WHAT THIS TASK INVOLVES: Look below for the line that has "across the sweep.". Set down the lines from there through the line that has "Per-shape config cache**", exactly as written.

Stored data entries
PR #135, opened 2026-08-24
fix: use typing.List in na3d signature for PyTorch custom_op compatib…

itzero-ru:
…ility

**Description**
Fixes a `ValueError` during startup when registering `comfy_kitchen::na3d` with `@torch.library.custom_op`. 

PyTorch's `infer_schema` currently does not support the built-in `list[int]` and `list[bool]` type hints and explicitly requires `typing.List`. This PR updates the signature in `backends/eager/na.py` to use `typing.List` to restore compatibility.

**Error Traceback:**
`ValueError: infer_schema(func): Parameter kernel_size has unsupported type list[int]. The valid types are: ... typing.List[int] ...`

### DIFF
--- a/comfy_kitchen/backends/eager/na.py
+++ b/comfy_kitchen/backends/eager/na.py
@@ -21,6 +21,8 @@ import torch.nn.functional as functional
 
 from comfy_kitchen.registry import registry
 
+from typing import List
+
 # Element budget for one tile's [Nq, Nk] attention mask (bounds the mask
 # allocation and, on CPU, the math-backend score materialization).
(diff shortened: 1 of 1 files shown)


itzero-ru:

0xDELUXA:
Are you using PyTorch >=2.7.0?

itzero-ru:
No (PyTorch version: 2.5.1)

0xDELUXA:
The minimum supported version is 2.7.0. Please update yours. This change won’t be needed then.

PR #142, opened 2026-08-29
sm86 INT8 GEMM tuning: measured tile heuristic, per-shape cfg cache, and path logging

Many0therFunctions:
## What this does

INT8 inference on sm86 (RTX 3090 / A6000 / A40) was slower than it should be, and it was hard to tell why. Three things fix that:

**1. sm86 tile heuristic for the fused CUTLASS INT8 GEMM** (`cutlass_gemm_int8.cu`)

The existing `select_fused_int8_config` thresholds were fitted on Ada and Blackwell. On GA102 (84 SMs, 6MB L2, GDDR6) they pick StreamK configs for large-M shapes, and StreamK's partial-sum atomics thrash the small L2 once N is also wide. I measured this with a 14-config sweep over 21 real model shapes on an A6000: for the worst shapes (e.g. 25900x16384x4096, 80666x28672x5376) the Ada/Blackwell heuristic's pick loses to cfg0 by 44-50%. The new sm86 branch picks winners from the measured table, average regret 0.02% across the sweep.

Also adds `COMFY_KITCHEN_FORCE_CUTLASS_INT8_CONFIG=<int>` for A/B testing a single config without rebuilding, and when forcing, the launcher does not silently fall back to a different tile.

**2. Per-shape config cache** (`_int8_cfg_cache.py`, `int8_autotune_sweep.py`, `a6000_int8_cfg_table.json`)

`int8_autotune_sweep.py` benchmarks every config against shapes you care about (LTX 2.5 and MiniMax H3 shapes are included) and writes a JSON table. `int8_linear` consults the table before the heuristic and uses the benchmarked winner for exact shape matches. The cache is SM-gated: a table written for sm86 is ignored on any other GPU, so a shared repo can't misselect. When no table exists, behavior is exactly current upstream.

**3. Path logging** (`cuda/__init__.py`, `sage_attention.py`)

`COMFY_KITCHEN_LOG_INT8_PATH=1` prints one line per unique shape telling you which path actually ran: fused CUTLASS, cuBLAS fake-quant fallback, convrot variants, or the INT8 attention kernel with its launch parameters. Off by default, no overhead when off. This exists because "no int8 speedup" reports on Ampere usually turn out to be the cuBLAS fallback running silently, which means int8 tensor cores never execute at all.

## Numbers from the sweep (A6000, 300W PL)

| shape | old heuristic | new heuristic | speedup |
|---|---|---|---|
| 25900x16384x4096 | 26.27 ms (cfg13) | 16.98 ms (cfg0) | 1.55x |
| 80666x28672x5376 | 186.8 ms (cfg13) | 122.8 ms (cfg0) | 1.52x |
| 8192x16384x4096 | 8.26 ms (cfg13) | 5.60 ms (cfg0) | 1.47x |
| 1024x4096x4096 | 0.171 ms (cfg0) | 0.162 ms (cfg12) | 1.06x |
| 274x2048x2048 | 0.036 ms (cfg2) | 0.019 ms (cfg9) | 1.90x |

Full per-config timings for all 21 shapes are in the committed `a6000_int8_cfg_table.json`.

## Testing

- `pytest tests/test_int8.py`: 103 passed (on A6000, sm86 wheel built from this branch)
- `pytest tests/test_int8_attention.py`: 64 passed, 2 skipped
- Cache wiring verified end to end: exact swept shapes dispatch with their cached config, off-table shapes fall through to the heuristic, mismatched SM ignores the table
- `ruff check` clean on all touched files

Existing Ada/Blackwell behavior is untouched: the new heuristic branch only activates on sm86, and the cache and logging are opt-in.


Many0therFunctions:

Many0therFunctions:
All five findings addressed in ab3fe59 (+ submodule gitlink restore in 5291fd3):

1. **Wheel packaging** — `a6000_int8_cfg_table.json` now ships inside `comfy_kitchen/` (registered in `[tool.setuptools.package-data]`). The loader checks the package dir first, the repo root second (dev checkouts where `int8_autotune_sweep.py` writes), and `COMFY_KITCHEN_INT8_CFG_CACHE` still overrides everything for manual tuning. Verified the packaged table auto-loads from an installed build and that the sm86 table correctly does not apply on an sm89 card sharing the box.

2. **`reset()` leaves stale `_cache_sm`** — fixed; `_cache_sm = None` added alongside the other reset state.

3. **`bias_arg is None` never true in `_int4_linear_via_int8_values`** — good catch, that path always fills `bias_arg` with an empty tensor. Now tests the original `bias`, so the cached-cfg path is actually reachable on the no-bias INT4 fallback.

4. **`std::atoi` accepts prefixes** — replaced with a strict digit-only parser (`parse_forced_config_env`) used by both the selector and the no-fallback guard; `"1junk"` / `" 1"` / `"invalid"` are all rejected now (treated as unset).

5. **Process-wide `kIsSm86`** — reworked into `device_is_sm86()` with a per-device cache (up to 16 devices, uncached query beyond that), queried on each dispatch, so mixed-arch multi-GPU boxes get the heuristic applied per card. Verified on the two-GPU box this was tuned on (A6000 sm86 + Ada sm89): correct heuristic on each.

Re-ran the full suites on the rebuilt sm86 wheel: 103/103 int8 GEMM tests, 64 passed + 2 skipped int8 attention tests, cache wiring smoke test green, ruff clean.

PR #158, opened 2026-09-05
HIP port of #156: Sol-Attn token routing, plus a folded fp16 rounding and the test gate that hid it

0xDELUXA:
Ports token routing from #156 to HIP, making `token_aug` work on RDNA instead of warning and running without it.

- Adds `sage_attention/sol_attn_token.hip` with the five CUDA-equivalent kernels: centroids, tile list, two scoring passes, sort, and merge.
- `route` now outputs the unrouted-block bitmap and best unrouted score.
- `vtranspose` and the chunked producer write the row-major int8 V copy consumed by gathered token tiles.
- The exact kernel walks each group's token list after routed blocks.
- HIP workspace slots now match `sol_attn.cu`, so Python uses one plan for both backends.

This is a correctness port. RDNA WMMA already exposes a contiguous K slice, so token IDs index `ki` / `ksb` / `vRow` directly without CUDA's `sol::perm_key` permutation.

On a routing-adversarial synthetic case (T=16384, H=8, bf16), `token_aug=256` improves dense-attention relative error from 0.648 -> 0.132 and DC bias from 0.165 -> 0.014, at 7.1 -> 8.1 ms. The selected tokens were independently re-derived from workspace centroid scores and verified sorted, within budget, candidate-only, and correctly cut at the histogram boundary.

The second commit fixes HIP `round_fp16` under `-ffast-math`. Clang was folding the float -> half -> float round away, causing `apply_rope` to differ from eager by up to 9% of elements. Two inline-asm conversions restore exact rounding; fp16-freq cases are now bit-identical. The 2x24x4096x128 case goes 865 -> 1024 us; fp32/bf16 paths are unchanged and VGPR use drops by one. `test_hip_wmma.py::test_rope_matches_eager` now covers fp16 freqs and checks bit identity.

The third commit enables HIP in the test backend/device lists. This activates ~130 additional cases across AdaLN, RMS AdaLN, NA3D, FP8 quantization, int8 activations, and RoPE. All pass; non-HIP machines simply skip them.

`test_rms_rope.py` remains unchanged because its existing tolerance bands are already exceeded by eager on some seeds, while HIP tracks eager within 0.001 percentage points. Coverage remains in `test_hip_wmma.py`.

Suite result: 1483 passing vs 1349 before, with failures unchanged at 101 and none in HIP paths. Compile-verified on gfx1100/gfx1200 with no scratch spills; run-verified on gfx1200. All five `token_aug` tests in `tests/test_sol_attn.py` now run and pass.

### DIFF
--- a/comfy_kitchen/__init__.py
+++ b/comfy_kitchen/__init__.py
@@ -179,8 +179,8 @@ def sol_attn(
             ``gate * softmax(q_mean k_mean^T * scale) v_mean`` is added per block.
         token_aug: 0, or a multiple of 64 up to 256: up to that many tokens per
             query block are routed individually, the highest-scoring ones outside
-            the routed blocks, and attended exactly. CUDA only; other backends
-            run without it.
+            the routed blocks, and attended exactly. The eager reference ignores
+            it.
 
     Returns:
         ``(B, T, H, 128)`` attention output.
--- a/comfy_kitchen/backends/cuda/__init__.py
+++ b/comfy_kitchen/backends/cuda/__init__.py
@@ -2478,8 +2478,7 @@ def sol_attn(
     block's centroid scores highest (whole histogram bins only, so the set
     never depends on scheduling; a flat score profile may admit none), and the
     remaining tail is exact for the centroid instead of pooled per block.
-    CUDA only: the HIP backend runs without it (one warning), the eager
-    reference ignores it.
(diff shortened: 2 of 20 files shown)


0xDELUXA:
@coderabbitai review

0xDELUXA:
@coderabbitai request a review from comfyanonymous

PR #202, opened 2016-12-15
MEN-874 Add retry poll interval configuration option.

pasinskim:


pasinskim:
Rebased and fixed missing sed. Jenkins is green now.

PR #208, opened 2016-12-16
Rename artifacts to mender-artifact.

pasinskim:


pasinskim:
@kacf thanks for spotting this. Should be fixed now, but unfortunately diff is a bit messy after moving all those files.

meta-mender-core/classes/mender-artifactimg.bbclass
```diff
@@ -22,7 +22,7 @@ IMAGE_CMD_mender () {
         bberror "MENDER_DEVICE_TYPES_COMPATIBLE variable cannot be empty."
     fi
 
-    artifacts write rootfs-image \
+    menedr-artifact write rootfs-image \
```
kacf: `s/menedr/mender/`

PR #218, opened 2016-12-28
sdimg: Start using wic's --fixed-size option.

kacf:
This is much more predictable than --size, and will produce an error
if the size can't be honored.


kacf:
@bboozzoo: Finally we can use it! :-)

kacf:
@bboozzoo: Nice, much better than the old option.

PR #220, opened 2016-12-30
Default to empty images in docker build.

kacf:
This is primarily for development, where instead of creating a new
docker image every time you've built a new Yocto image, you grab them
from /mnt/build mount point instead. The image won't work unless you
specify either the arguments or the mount, but this was the case
before this patch as well.


kacf:
@GregorioDiStefano

PR #224, opened 2017-01-11
meta-mender-selftest: oe-selftest support

bboozzoo:
See README for details. Basically you can implement the same things as are implemented for OE core right here: https://git.yoctoproject.org/cgit/cgit.cgi/poky/tree/meta/lib/oeqa/selftest

Perhaps instead of using a separate selftest layer is a bit of an overkill. The tests could be part of meta-mender-core after all. We can revise it later though, if we decide this PR is something that we want do or not.

### DIFF
--- a/meta-mender-selftest/README.md
+++ b/meta-mender-selftest/README.md
@@ -1,0 +1,15 @@
+## meta-mender-selftest
+
+OE selftest layer for mender Yocto support. Before using it, you need to add it
+to `BBLAYERS` like this:
+
+```
+BBLAYERS ?= " \
+  ...
+  <your-path>/meta-mender/meta-mender-selftest \
+  ...
+```
+
+Tests can be listed with `oe-selftest --list-tests-by module mender`. Individual
+tests are run by `oe-selftest -r mender.Mender.test_hello`. See `oe-selftest
+--help` for details.
--- a/meta-mender-selftest/conf/layer.conf
+++ b/meta-mender-selftest/conf/layer.conf
@@ -1,0 +1,13 @@
+# Layer configuration for meta-mender
+# Copyright 2016 Mender Software AS
+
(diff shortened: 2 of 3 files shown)


kacf:
It would be nice to use the OE official way, but I think we should avoid the situation of having two test implementations. If we did this at all I think we would need to convert our existing test cases.

Do you know if there is any particular advantage to oe-selftest over pytest and fabric, other than aligning the workflow with OE?

bboozzoo:
I guess it depends on a test case. For instance, if you want to verify that recipes are correct, image gets built, it has a particular layout, certain files are at specific locations, all this is doable in selftest. Also, there's no special 3rd party libraries needed, everything is already there. You could also run basic qemu based tests, wic tests do that already.

Running backend services not so much, this I'd leave to integration tests.

kacf:
Yes, what I worry about the most is the interaction with the clients, we are using the SSH connection extensively both for QEMU and Beaglebone. I'm sure it's all possible in oe-selftest, but I expect some work will be involved to achieve it.

bboozzoo:
Some work yes, but maybe not that much, for instance this is how wic tests do it:

```
    def test_qemu(self):
        """Test wic-image-minimal under qemu"""
        self.assertEqual(0, bitbake('wic-image-minimal').status)

        with runqemu('wic-image-minimal', ssh=False) as qemu:
            cmd = "mount |grep '^/dev/' | cut -f1,3 -d ' '"
            status, output = qemu.run_serial(cmd)
            self.assertEqual(1, status, 'Failed to run command "%s": %s' % (cmd, output))
            self.assertEqual(output, '/dev/root /\r\n/dev/vda3 /mnt')
```

There are also qemu wrappers and SSH wrappers in oeqa.

I suppose the ultimate goal is to make sure that image gets built correctly and contains everything we expect it to have without running integration tests.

EXPECTED OUTPUT:
The existing `select_fused_int8_config` thresholds were fitted on Ada and Blackwell. On GA102 (84 SMs, 6MB L2, GDDR6) they pick StreamK configs for large-M shapes, and StreamK's partial-sum atomics thrash the small L2 once N is also wide. I measured this with a 14-config sweep over 21 real model shapes on an A6000: for the worst shapes (e.g. 25900x16384x4096, 80666x28672x5376) the Ada/Blackwell heuristic's pick loses to cfg0 by 44-50%. The new sm86 branch picks winners from the measured table, average regret 0.02% across the sweep.

Also adds `COMFY_KITCHEN_FORCE_CUTLASS_INT8_CONFIG=<int>` for A/B testing a single config without rebuilding, and when forcing, the launcher does not silently fall back to a different tile.

**2. Per-shape config cache** (`_int8_cfg_cache.py`, `int8_autotune_sweep.py`, `a6000_int8_cfg_table.json`)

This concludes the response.